From Dharamsala to Delhi and Mumbai to Murmagao, more and more foreigners are pigeon-holing in on ‘rest' rooms that never make it to the ‘Leading Hotels' list.
VoIP taverns, cannabis caverns, ethno-fusion chic, China shop freak. Shaken? Well, that's how Pahar Ganj, the dilapidated 1,500-plus hotel nest in central Delhi looks like at first glance. Tell-tale signs of dossing it out abound: garish banners shout ‘Talk Global, Pay Local', tobacconists stock the most exotic Virginias, ‘joint' ventures are commonplace and each hotel houses 20 rooms on an average.
Passerby Hila Izhaki from a village near Tel Aviv is unfazed. "I'm paying Rs 600 for a room here, which would otherwise have cost me ten times more. Besides, I'm just back from Almora where I was shelling out only Rs 100 a day for a very decent pad." SundayET checks in with how decent is decent.

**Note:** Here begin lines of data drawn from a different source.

PR #7057, opened 2026-07-26
Update Tamil locale to match latest en.yml

ferdinandrosario:
This PR:
- Adds Tamil translations for the missing keys
- Removes the keys that aren't in `en.yml` anymore

### DIFF
--- a/web/locales/ta.yml
+++ b/web/locales/ta.yml
@@ -5,73 +5,107 @@ ta:
   AddToQueue: வரிசையில் சேர்
   AddAllToQueue: அனைத்தையும் வரிசையில் சேர்
   AreYouSure: நீங்கள் உறுதியாக இருக்கிறீர்களா?
-  AreYouSureDeleteJob: நீ இந்த வேலையை நீக்க வேண்டும் என்று உறுதியாக இருக்கிறீர்களா?
-  AreYouSureDeleteQueue: நீங்கள் %{queue} வரிசையில் நீக்க வேண்டும் என்பதில் உறுதியாக இருக்கிறீர்களா?
-  Arguments: வாதங்கள்,
-  Busy: பணிமிகுதி
+  AreYouSureDeleteJob: இந்த பணியை நீக்க விரும்புகிறீர்களா?
+  AreYouSureDeleteQueue: "%{queue} வரிசையை நீக்க விரும்புகிறீர்களா? இது வரிசையிலுள்ள அனைத்து பணிகளையும் நீக்கிவிடும், எதிர்காலத்தில் மேலும் பணிகளை அனுப்பினால் இது மீண்டும் தோன்றும்."
+  Arguments: அளவுருக்கள்
+  BackToApp: பயன்பாட்டிற்குத் திரும்பு
+  Busy: செயலில்
   Class: வகுப்பு
   Connections: இணைப்புகள்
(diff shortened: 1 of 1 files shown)


seuros:
Please attach screenshoots of the different pages and prompts. 

I see some string getting longer

ferdinandrosario:
@seuros, the Tamil translation of English will be different because of its grammar, so we cannot expect the same number of words.

mperham:
The main issue is AreYouSureDeleteQueue, which is significantly longer and may not fit on some screens. Can you shorten it?

seuros:
We need to see how it looks visually. 
if you tested it and use it , grab screenshot and drag and drop as comment.  

We better have broken grammar such as 'wanna delete this ?' than `Do you really want to ..`  while the rest of the sentence is overflowing the div.

PS: Arabic is more verbose than English, if we write the long form, we have to touch the css. Tamil might have same problem.

Btw thank for the contribution.

ferdinandrosario:
> The main issue is AreYouSureDeleteQueue, which is significantly longer and may not fit on some screens. Can you shorten it?
sure @mperham

ferdinandrosario:
> We need to see how it looks visually. if you tested it and use it , grab screenshot and drag and drop as comment.
> 
> We better have broken grammar such as 'wanna delete this ?' than `Do you really want to ..` while the rest of the sentence is overflowing the div.
> 
> PS: Arabic is more verbose than English, if we write the long form, we have to touch the css. Tamil might have same problem.
> 
> Btw thank for the contribution.

I will try to take some screenshots in the demo app @seuros. Thank you for the feedback.

ferdinandrosario:
Both `AreYouSureDeleteQueue` entries in `en.yml` and `ta.yml` have the same character length, so I don't anticipate any issues with UI CSS breaking.

Screenshot 2026-07-27 at 11:02:40 PM

The placeholder `%{queue}` appears at the beginning of `ta.yml` and in the middle of `en.yml`. If this seems unusual, don't worry; it's actually similar to English, as Tamil grammar allows for that structure. Both versions are identical in meaning.

Screenshot 2026-07-27 at 11:09:39 PM

ferdinandrosario:
@seuros will attempt to include the screenshot with the message to check for any CSS issues.

seuros:
> Both AreYouSureDeleteQueue entries in en.yml and ta.yml have the same character length, so I don't anticipate any issues with UI CSS breaking.

Unless i verify visually, i don't trust count.

iiiiiiiiii
1111111111
wwwwwwwwww
MMMMMMMMMM

Look above.. Same number of chars (10 chars), different size.

But if i change the font/formatting
```
iiiiiiiiii
1111111111
wwwwwwwwww
MMMMMMMMMM
```

suddenly they are similar length, still not pixel perfect. 4 lines, 4 difference visually.

ferdinandrosario:
@mperham @seuros, please see the attached screenshot.

Screenshot 2026-07-28 at 5 10 08 PM

Screenshot 2026-07-28 at 5 13 06 PM

@seuros, if you would like to see any other page, please let me know. I have a demo app and can provide the screenshot quickly. 😄

seuros (approved):

seuros:
No it fine. 

Just assert that smaller screens doesn't overflow.

ferdinandrosario:
Thank you, @mperham and @seuros, for the review! 🫂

Izhaki is not alone. She joins the ranks of nearly 1.3-million backpackers who make up around 30% of the 4.4-million tourists to India (Of the 4.4 million foreign arrivals in 2006, 32.1% arrived in Delhi, 25% in Mumbai, 10% in Chennai and 2.95% in Kolkata.) And that's a growing tribe ready to rough it out even at the by-lanes of mercy.
From Dharamsala to Delhi and Mumbai to Murmagao, more and more foreigners are pigeon-holing in on ‘rest' rooms that never make it to the ‘Leading Hotels' list. Here, brands refuse to make the cut but the word ‘grey' seems to blend in perfectly with Izhaki's grey top and the kitschy lining of curios flanking the sidewalk.
Evidence of grey clouds over India's hospitality market loom large and severely eat into the branded hotel segment. "In the last three years, average room rentals (ARRs) have skied 280%. Guests are shifting from branded hotels to the unbranded ones as they can't afford these properties anymore," says Siddharth Thaker, associate director of hotel consultancy, HVS International.
That calls for a rise of weird nomenclature in the hospitality space - Hotel Cheap in Pahar Ganj, Hotel Chu Manchu in Dharamsala and St Xavier's Lodge at Goa. In short, the unbranded hotel mart runs parallel to the organised sector. The unorganised segment has around 1,80,000 hotel rooms, 60% more than branded hotels. Besides, the ratio of grey to branded hotels gets starker as one moves from metros to smaller towns.
There's also the hugely price-sensitive, perhaps conscious-of-the-rising-rupee, foreigner who keep away from brands. "Almost 30% of the foreign arrivals are price-conscious backpackers who opt for accommodation in the unorganised market. Unlike European countries, India doesn't have $10 a night youth hostels," says Deep Kalra, CEO, Makemytrip.
Right under the steeples of Hotel Cheap, bean-counting tour operators, such as Cosy Travels and Zing-Zing Tours wheel a deal. Fly-by-night operators regularly facilitate the travel requirements of these foreigners in transit. "The grey market of tour operators is double the size of the organized segment," says Kalra. There are 3,000 IATA (International Air Transport Association)-registered tour operators in the country.
In its own way, ministry of tourism has tried to crack the whip too. It launched the much-touted ‘Bed and Breakfast' (B&B) scheme last year to bring these unapproved ‘rest' rooms under the organized rainbow.
"There are many such unorganised hotels in Coorg and Goa," says Nandita Da Kunha, manager with KPMG. Anyhow, the government's B&B policy has come unstuck. "There is no incentive for the unorganised hotel players to get themselves registered or come under the classification of the ministry of tourism," says CV Prasad, president of Travel Agents' Association of India.
Bowing to the acute supply crunch, small guesthouses (three-to-five rooms) are becoming a norm of sorts across Delhi, Bangalore and Pune. There are around 10,000-12,000 such rooms across the country. Banana lassis and long-distance calls to Tel Aviv at Rs 4 for 3 minutes alone can't justify the shortfall. Hospitality needs to hop along to a place that does not acknowledge its last three alphabets. It's now or never.